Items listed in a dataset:
____
PR #404, opened 2022-05-04
add command to switch implementation and interface

mattdamon108:
This PR is adding the new command `switch-impl-intf` which enables users to switch the implementation `*.res` to interface `*.resi` back and forth. Actually, we can find this same feature in the OCaml vscode extension too.

I hope this feature helps users to open the implementation file once after navigating to the interface file with the go to definition command.

I'm not sure whether the contribution is open to not members. If it is open, I'm going to add a button in the editor title menu.

https://user-images.githubusercontent.com/36963424/166794591-eb110a6f-1e2d-46d6-a625-886e236912c2.mov


client/src/commands/switch_impl_intf.ts
```diff
@@ -0,0 +1,50 @@
+import * as fs from "fs";
+import { LanguageClient, RequestType } from "vscode-languageclient/node";
+import { window } from "vscode";
+
+interface CreateInterfaceRequestParams {
+  uri: string;
+}
+
+let createInterfaceRequest = new RequestType<
```
fhammerschmidt, line 9: Maybe this one can be reused/imported from the `create_interface.ts` file?

fhammerschmidt:
Looks good, only had a small nitpick. Which icon will you use for the button?

client/src/commands/switch_impl_intf.ts
mattdamon108: Good point. I've fixed it. https://github.com/rescript-lang/rescript-vscode/pull/404/commits/40366f106adc2951ae74a79731ec8c356d712269

mattdamon108:
> Looks good, only had a small nitpick. Which icon will you use for the button?

@fhammerschmidt I don't have a particular skill to design an icon 🫣 I found the free svg repo in which we might pick one. https://www.svgrepo.com/svg/392618/arrow-large-update-direction-navigation I would be looking as below.

image

If the ReScript core team has a resource to create an icon for it, I love to use it.

fhammerschmidt:
I think the icon is fine, but I guess you would need to add an attribution to the README (CC license)?

zth:
I like this! 

One thing I thought of though - maybe we should prompt the user before creating the interface file, if it doesn't already exist? Let them decide whether to create (and then open) the interface file. I think it might be confusing otherwise, as in "oh did I already have an interface file for this file?".

mattdamon108:
@zth Very good point! I’ll add the step to ask user for creating the interface.

mattdamon108:
@fhammerschmidt I've added the button in the editor title menu. https://github.com/rescript-lang/rescript-vscode/pull/404/commits/14bcf09aa8150384a4b6d16f7a8007993daf4769
@zth I've added the popup(`window.showInformationMessage`) to ask before creating the interface. https://github.com/rescript-lang/rescript-vscode/pull/404/commits/4fc40e372acb8340157ced35bb308afb8e808bf2

client/src/commands/switch_impl_intf.ts
```diff
@@ -0,0 +1,49 @@
...
+    return window.showInformationMessage("Language server not running");
+  }
+
+  const editor = window.activeTextEditor;
+
+  if (!editor) {
+    return window.showInformationMessage("No active editor");
+  }
+
+  const isIntf = editor.document.uri.path.endsWith(".resi");
```
zth, line 17: Should probably check that's it's actually a `.res` file as well here, if it's not `.resi`. And alert the user that this command can only run on `.res` or `.resi` files.

mattdamon108: It makes sense to me! I’ll add some codes to check if it is *.res either!

mattdamon108: https://github.com/rescript-lang/rescript-vscode/pull/404/commits/51b017c401a7355f45823448543c8f4dfea7a2c6

client/src/commands/switch_impl_intf.ts
```diff
@@ -40,7 +40,7 @@ export const switchImplIntf = async (client: LanguageClient) => {
       ...["No", "Yes"]
     );
 
-    if (selection === "No") return;
+    if (selection !== "Yes") return;
```
mattdamon108, line 43: This allows the creation of an interface file only when the user input "Yes".

zth (approved):
This is great, thank you for your contribution @mattdamon108 ! 😄

mattdamon108:
@zth Great! 😃

PR #415, opened 2022-05-12
Complete switch constructor

cristianoc:


analysis/tests/src/expected/Completion.res.txt
```diff
@@ -1381,3 +1383,9 @@ posCursor:[355:23] posNoWhite:[355:22] Found expr:[0:-1->355:23]
 posCursor:[355:23] posNoWhite:[355:22] Found expr:[355:12->355:23]
 []
 
+Complete tests/src/Completion.res 362:8
+posCursor:[362:8] posNoWhite:[362:7] Found expr:[360:8->365:3]
+posCursor:[362:8] posNoWhite:[362:7] Found expr:[361:2->365:3]
+XXX Pexp_match with 1 cases not handled
```
cristianoc, line 1389: This shows that parser recovery leads to a single case being considered in the switch.

analysis/tests/src/expected/Completion.res.txt
```diff
@@ -1381,3 +1383,15 @@ posCursor:[355:23] posNoWhite:[355:22] Found expr:[0:-1->355:23]
...
+[]
+
+Complete tests/src/Completion.res 367:30
+posCursor:[367:30] posNoWhite:[367:29] Found expr:[367:11->367:30]
+posCursor:[367:30] posNoWhite:[367:29] Found expr:[367:16->367:30]
+XXX Pexp_match with 1 cases not handled
```
cristianoc, line 1395: This shows that parser recovery also gives 1 case when no more cases others follow.

analysis/tests/src/expected/Completion.res.txt
```diff
@@ -1381,3 +1383,21 @@ posCursor:[355:23] posNoWhite:[355:22] Found expr:[0:-1->355:23]
...
+Complete tests/src/Completion.res 367:30
+posCursor:[367:30] posNoWhite:[367:29] Found expr:[367:11->376:3]
+posCursor:[367:30] posNoWhite:[367:29] Found expr:[367:16->376:3]
+XXX Pexp_match with 1 cases not handled
+[]
+
+Complete tests/src/Completion.res 372:8
+posCursor:[372:8] posNoWhite:[372:7] Found expr:[370:8->376:3]
+posCursor:[372:8] posNoWhite:[372:7] Found expr:[371:2->376:3]
+XXX Pexp_match with 2 cases not handled
```
cristianoc, line 1401: This example confirms that the first 2 cases are squashed into one.

analysis/tests/src/expected/Completion.res.txt
```diff
@@ -1381,3 +1387,29 @@ posCursor:[355:23] posNoWhite:[355:22] Found expr:[0:-1->355:23]
 posCursor:[355:23] posNoWhite:[355:22] Found expr:[355:12->355:23]
 []
 
+Complete tests/src/Completion.res 362:8
+posCursor:[362:8] posNoWhite:[362:7] Found expr:[360:8->365:3]
+posCursor:[362:8] posNoWhite:[362:7] Found expr:[361:2->365:3]
+XXX Pexp_match with 1 cases not handled
+XXX first case pattern:[362:7->364:5] expression:[364:9->364:10]
+posCursor:[362:8] posNoWhite:[362:7] Found pattern:[362:7->364:5]
+posCursor:[362:8] posNoWhite:[362:7] Found pattern:[362:7->362:8]
```
cristianoc, line 1396: From the location, this could be the pattern `T`.

analysis/tests/src/expected/Completion.res.txt
```diff
@@ -1381,3 +1387,32 @@ posCursor:[355:23] posNoWhite:[355:22] Found expr:[0:-1->355:23]
...
+XXX Ppat_construct T:[362:7->362:8]
```
cristianoc, line 1397: Indeed here's the `T` pattern.

analysis/tests/src/expected/Completion.res.txt
```diff
@@ -1381,3 +1383,19 @@ posCursor:[355:23] posNoWhite:[355:22] Found expr:[0:-1->355:23]
...
+[]
+
+Complete tests/src/Completion.res 373:21
+posCursor:[373:21] posNoWhite:[373:20] Found expr:[371:8->376:3]
+posCursor:[373:21] posNoWhite:[373:20] Found expr:[372:2->376:3]
+posCursor:[373:21] posNoWhite:[373:20] Found pattern:[373:7->375:5]
+posCursor:[373:21] posNoWhite:[373:20] Found pattern:[373:7->373:21]
+XXX Ppat_construct AndThatOther.T:[373:7->373:21]
```
cristianoc, line 1399: Looks like we can catch more complex paths too.

analysis/src/CompletionFrontEnd.ml
```diff
@@ -666,6 +667,24 @@ let completionWithParser ~debug ~path ~posCursor ~currentFile ~text =
...
+          (Pos.toString posCursor) (Pos.toString posNoWhite)
+          (Loc.toString pat.ppat_loc);
+      (match pat.ppat_desc with
+      | Ppat_construct (lid, _) ->
+        let lidPath = flattenLidCheckDot lid in
+        if debug then
+          Printf.printf "XXX Ppat_construct %s:%s\n"
+            (lidPath |> String.concat ".")
+            (Loc.toString lid.loc);
+        setResult (Cpath (CPId (lidPath, Value)))
```
cristianoc, line 684: Triggering completion as a `Value`. There's no need for specific completions for `Constructor` because of the upper case. Lower-case ids are normal values, and upper-case values are constructors.

analysis/tests/src/expected/Completion.res.txt
```diff
@@ -1381,3 +1383,51 @@ posCursor:[355:23] posNoWhite:[355:22] Found expr:[0:-1->355:23]
...
+XXX Ppat_construct T:[362:7->362:8]
+Completable: Cpath Value[T]
+[{
+    "label": "That",
+    "kind": 4,
+    "tags": [],
+    "detail": "That\n\ntype v =  This | That",
+    "documentation": null
+  }, {
+    "label": "This",
```
cristianoc, line 1400: `This` and `That` are found as expected.

analysis/tests/src/expected/Completion.res.txt
```diff
@@ -1381,3 +1383,51 @@ posCursor:[355:23] posNoWhite:[355:22] Found expr:[0:-1->355:23]
...
+    "kind": 4,
+    "tags": [],
+    "detail": "This\n\ntype v =  This | That",
+    "documentation": null
+  }, {
+    "label": "TableclothMap",
```
cristianoc, line 1406: This is a module starting with `T` which happens to be in scope.
This is accurate, as the user might be in the process of writing `ThatSpecificModule.SomeConstructor`.

analysis/tests/src/expected/Completion.res.txt
```diff
@@ -1030,6 +1030,7 @@ Completable: Cpath Value[SomeLocal]
   }]
 
 Complete tests/src/Completion.res 271:20
+posCursor:[271:20] posNoWhite:[271:19] Found pattern:[271:7->274:3]
```
cristianoc, line 1033: This, and other similar lines indicate that this affects a bit existing test cases, but does not lead to a different outcome.
It just means that the relevant type, found below, happens to be inside a pattern containing the cursor.

analysis/tests/src/expected/Completion.res.txt
TheSpyder: I disagree with this, except in the rare case where the type of the switch variable is not known (because it might be used to disambiguate, as you suggested). That should only happen once, or in many cases never.

My understanding is that once the type is known the compiler no longer needs disambiguation to find constructors. At that point seeing all scope modules in the autocomplete list is just noise.

https://rescript-lang.org/try?code=LYewJgrgNgpgBAeQC4AsYCc4F44G8BQccSAngA7wBu2iAdvAD5wAqA7iHE8yujDIXFhI4AMxqUAhlAjwsAPgFEAzqwCWSAMYo4k6fAJEiAeiNxaHMKqUTgAI1UBzCBKSqQtRZzqy5cAIyeXOzYvgBMgSw8fCFwAMyeAL74SfhCouJSMiECKupaOpn6AiZwSqq0DrBwltZ2js6u7gJMyGjoAHQI9DEBREEc8nDhfZG8PnECSUA

I'm about to start looking at how to remove modules from the autocomplete list in this scenario, but now I realise it was intentional... can we discuss whether removing them is a good idea?

cristianoc: I think you're interested in type contexts, here: https://github.com/rescript-lang/rescript-vscode/issues/494
Not this PR.

TheSpyder: I am, but then I found this PR and it looked like completion in switch statements already included all the valid constructors.

cristianoc: This is an ongoing process. Not everything is at the level it could be.
In the process, some techniques have been used to aid autocompletion where the alternative would be to get nothing.

Issue #328, opened 2021-12-12
Please allow to restart the server


SofianeDjellouli:
When the server crashes, I have to reload the window to restart it. Can it be possible to restart it from the command palet, like the TS server for instance?

jmagaram:
Please see...

https://forum.rescript-lang.org/t/vs-code-extension-stops-working-anyone-else/2397

The extension seems SO VERY close to being really great. But it fails regularly - maybe once a day - for unknown reasons on my little project. It is really hard to get it going again. Some magic of build with watcher, clean, "kill" process, restart VS Code, etc. will eventually get it going again - don't necessarily need any changes to my code - but I can't figure out a reliable set of steps that will quickly get me up and running. The best option is to make the extension never fail. Second best would be some built-in diagnostics or something in the output window so I could tell you why it is failing and you could fix it. But until that day I'd really like an easy way to get it working again. A command palette command for "Restart ReScript Extension" or something similar would be useful. It would do the clean, fix stale files, whatever. Overall I just want to see some more reliability.

Lomand:
Those random restarts are due to
```
>> Fatal error: Longident.flat
Fatal error: exception Misc.Fatal_error
```
This issue should go away once https://github.com/rescript-lang/syntax/pull/449 is merged.

srikanthkyatham:
Hi @zth 

I would be happy help in this issue. Let me know how and where to proceed.

zth:
@srikanthkyatham excellent! Some quick background:

The language server is created here: 
https://github.com/rescript-lang/rescript-vscode/blob/master/client/src/extension.ts#L102-L107
...and then started here: 
https://github.com/rescript-lang/rescript-vscode/blob/master/client/src/extension.ts#L217-L218

Notice that the result of `start` is pushed to `subscriptions` - that's important so VSCode can clean up appropriately as the extension is deactivated/activated.

Essentially, you'll need to:
1. Add and expose a new command that restarts the client. There are many examples of commands in the repo you can look at.
2. Ensure that the old client is properly shut down and cleaned up when restarting. A tip is to look for any dangling processes (`ps aux` or similar) that would indicate that the server is still running.

Feel free to open a WIP PR early if you'd like!

cristianoc:
There's also some global state that presumably needs to be cleared. E.g. `stupidFileContentCache` and `projectsFiles` and `codeActionsFromDiagnostics`.

zth:
[...]

PR #423, opened 2022-05-14
feat: add restart language  server command

a-c-sreedhar-reddy:
Implements #328

### DIFF
--- a/client/src/extension.ts
+++ b/client/src/extension.ts
@@ -194,7 +194,7 @@ export function activate(context: ExtensionContext) {
     customCommands.switchImplIntf(client);
   });
 
-  commands.registerCommand("rescript-vscode.restartLanguageServer", () => {
+  commands.registerCommand("rescript-vscode.restart_language_server", () => {
     client.stop().then(() => {
       client = new LanguageClient(
         "ReScriptLSP",
--- a/client/src/extension.ts
+++ b/client/src/extension.ts
@@ -201,30 +201,34 @@ export function activate(context: ExtensionContext) {
   commands.registerCommand("rescript-vscode.restart_language_server", () => {
     client.stop().then(() => {
       client = createLanguageClient();
-      client.start();
+      attachDeadCodeAnalysis(client);
+      context.subscriptions.push(client.start());
     });
   });
 
-  // This sets up a listener that, if we're in dead code analysis mode, triggers
-  // dead code analysis as the LS server reports that ReScript compilation has
-  // finished. This is needed because dead code analysis must wait until
-  // compilation has finished, and the most reliable source for that is the LS
-  // server, that already keeps track of when the compiler finishes in order to
-  // other provide fresh diagnostics.
-  client.onReady().then(() => {
-    context.subscriptions.push(
-      client.onNotification("rescript/compilationFinished", () => {
-        if (inDeadCodeAnalysisState.active === true) {
-          customCommands.deadCodeAnalysisWithReanalyze(
-            inDeadCodeAnalysisState.activatedFromDirectory,
-            diagnosticsCollection,
-            diagnosticsResultCodeActions
-          );
-        }
-      })
-    );
-  });
+  function attachDeadCodeAnalysis(client: LanguageClient) {
+    // This sets up a listener that, if we're in dead code analysis mode, triggers
+    // dead code analysis as the LS server reports that ReScript compilation has
+    // finished. This is needed because dead code analysis must wait until
+    // compilation has finished, and the most reliable source for that is the LS
+    // server, that already keeps track of when the compiler finishes in order to
+    // other provide fresh diagnostics.
+    client.onReady().then(() => {
+      context.subscriptions.push(
+        client.onNotification("rescript/compilationFinished", () => {
+          if (inDeadCodeAnalysisState.active === true) {
+            customCommands.deadCodeAnalysisWithReanalyze(
+              inDeadCodeAnalysisState.activatedFromDirectory,
+              diagnosticsCollection,
+              diagnosticsResultCodeActions
+            );
+          }
+        })
+      );
+    });
+  }
 
+  attachDeadCodeAnalysis(client);
   // Start the client. This will also launch the server
   context.subscriptions.push(client.start());
 }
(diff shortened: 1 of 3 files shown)


a-c-sreedhar-reddy:
cc @zth @cristianoc

cristianoc:
Thank you @a-c-sreedhar-reddy. Loving the tiny size of the change!

@zth would you like to also take a look?

client/src/extension.ts
```diff
@@ -194,6 +194,18 @@ export function activate(context: ExtensionContext) {
...
   });
 
+  commands.registerCommand("rescript-vscode.restartLanguageServer", () => {
+    client.stop().then(() => {
+      client = new LanguageClient(
+        "ReScriptLSP",
+        "ReScript Language Server",
+        serverOptions,
+        clientOptions
+      );
```
zth, line 204: What do you think about making this a function `createLanguageClient()` or similar, and re-use at the initial creation of the language client too? Just so they don't accidentally diverge.

zth (commented):
Looking great! Just had one mini question.

package.json
```diff
@@ -62,6 +62,10 @@
 				"command": "rescript-vscode.stop_dead_code_analysis",
 				"title": "ReScript: Stop dead code analysis."
 			},
+			{
+				"command": "rescript-vscode.restartLanguageServer",
```
fhammerschmidt, line 66: the other commands use `snake_case`, so please let's stay consistent here and use `restart_language_server`.

a-c-sreedhar-reddy: Thanks for the review @fhammerschmidt  . I have updated it to snake_case.

client/src/extension.ts
a-c-sreedhar-reddy: @zth 
can the `createLanguageClient` function accept `serverOptions,clientOptions` parameters and return the client?

I have also noticed that there is a notification handler attached to the client `rescript/compilationFinished`. 

Would it be a good idea to do this in the `createLanguageClient` function by accepting the notification handler as a callback?
or
Is it better to do this after `createLanguageClient`?

fhammerschmidt: Not sure about @zth's intention, but I would just put everything into a closure and reuse it.

```js
  let createLanguageClient = () => {
    return new LanguageClient(
      "ReScriptLSP",
      "ReScript Language Server",
      serverOptions,
      clientOptions
    );
  }
```

and then 

```js
client = createLanguageClient();
```

at least as long as you do not expect that some of the options need to be changed.

a-c-sreedhar-reddy: Hi @zth I have created the `createLanguageClient` and used it.

zth: @a-c-sreedhar-reddy sorry, missed this! The last piece missing, I think, is that you'll need to re-instantiate the listener for the "compilation completed" event. You can test whether this is needed by using the restart command, and then after the command has restarted the client:
1. Start Dead code analysis mode
2. Make some change that fixes (or introduces) a new error that affects the dead code analysis (add a single unused let binding for instance)
3. Make sure that error is picked up and reported in the editor

The dead code analysis mode relies on the compilation completed event, so we need to make sure that's still subscribed to, even after restarts.

a-c-sreedhar-reddy: @zth The dead code analysis was not getting triggered. as we stopped the old client and created a new one.

Made the changes to run deadcode analysis on `compilationFinished` event.

zth (approved):
Great, thank you for your contribution! 🎉

client/src/extension.ts
```diff
@@ -194,26 +198,37 @@ export function activate(context: ExtensionContext) {
...
-    );
+  commands.registerCommand("rescript-vscode.restart_language_server", () => {
+    client.stop().then(() => {
+      client = createLanguageClient();
+      attachDeadCodeAnalysis(client);
+      context.subscriptions.push(client.start());
+    });
   });
 
+  function attachDeadCodeAnalysis(client: LanguageClient) {
```
cristianoc, line 209: How about moving this function up so it's not in the middle of the logic.

client/src/extension.ts
```diff
@@ -194,26 +198,37 @@ export function activate(context: ExtensionContext) {
...
-            diagnosticsCollection,
-            diagnosticsResultCodeActions
-          );
-        }
-      })
-    );
+  commands.registerCommand("rescript-vscode.restart_language_server", () => {
+    client.stop().then(() => {
+      client = createLanguageClient();
+      attachDeadCodeAnalysis(client);
```
cristianoc, line 204: This is done both here and below -- how about moving inside `createLanguageClient` so there's no chance to forget it.

client/src/extension.ts
```diff
@@ -194,26 +198,37 @@ export function activate(context: ExtensionContext) {
...
+      context.subscriptions.push(client.start());
```
cristianoc, line 205: This is also done both here and below, should this also be moved inside `createLanguageClient`? Or is there the question of doing some more things before `client.start()`.

client/src/extension.ts
cristianoc: Also unsure why this:
```ts
commands.registerCommand("rescript-vscode.open_compiled", () => {
    customCommands.openCompiled(client);
  });
```
does not need to be done again after a restart.

And if it does not, how do we know it will be always the case. E.g. why it's not going to require the same treatment as `attachDeadCodeAnalysis` in future if it changes, and one might overlook to make the change here.

In general, is it possible to put all the logic in one place, and execute exactly the same logic at the beginning and after a restart?

cristianoc (approved):
Some comments and a bunch of questions.

client/src/extension.ts
a-c-sreedhar-reddy: the above command works 
because the handler uses `client` which will always be the latest value because of closure.

client/src/extension.ts
a-c-sreedhar-reddy: I think we can start the client in the `createLanguageClient` function.

client/src/extension.ts
a-c-sreedhar-reddy: @cristianoc moved the function to the top.

client/src/extension.ts
a-c-sreedhar-reddy: @cristianoc @zth I have made the change to attach deadcodeanalysis in the createLanguageServer function.

a-c-sreedhar-reddy:
Thanks @zth @cristianoc @fhammerschmidt

PR #428, opened 2022-05-22
Use a different rescript-editor-analysis.exe when on ARM

ellbur:


cristianoc:
One comment is that this change affects M1 macs, and would need to not change the path in that case. As the installation does not have a `darwin-arm64` folder.

Even for linux arm, there's no automatic installation that creates `linux-arm64` so I'm not sure where that is created.
If you create it yourself manually, why not put the executable simply in `linux`?

server/src/constants.ts
```diff
@@ -1,5 +1,8 @@
 import * as path from "path";
 
+let archString = process.arch == "arm64" ? "-arm64" : "";
+let platformArchString = process.platform + archString;
```
cristianoc, line 4: Breaks on Mac m1.

cristianoc (changes requested):

server/src/constants.ts
cristianoc: Should be gated to only apply on linux.

ellbur:
> Even for linux arm, there's no automatic installation that creates `linux-arm64` so I'm not sure where that is created. If you create it yourself manually, why not put the executable simply in `linux`?

Yes, I am creating it myself manually. The issue is that [vim-rescript](https://github.com/rescript-lang/vim-rescript) includes executables in its package, so it needs a way to include a separate executable for ARM.

I will fix it so it only applies to Linux, and test whether code reformatting still works.

ellbur:
I tested that code formatting does still work (using `:RescriptFormat` in vim-rescript).

cristianoc:
https://github.com/rescript-lang/rescript-vscode/pull/467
____
Please report all lines in the entries where "below" appears.

@fhammerschmidt I don't have a particular skill to design an icon 🫣 I found the free svg repo in which we might pick one. https://www.svgrepo.com/svg/392618/arrow-large-update-direction-navigation I would be looking as below.
It just means that the relevant type, found below, happens to be inside a pattern containing the cursor.
cristianoc, line 204: This is done both here and below -- how about moving inside `createLanguageClient` so there's no chance to forget it.
cristianoc, line 205: This is also done both here and below, should this also be moved inside `createLanguageClient`? Or is there the question of doing some more things before `client.start()`.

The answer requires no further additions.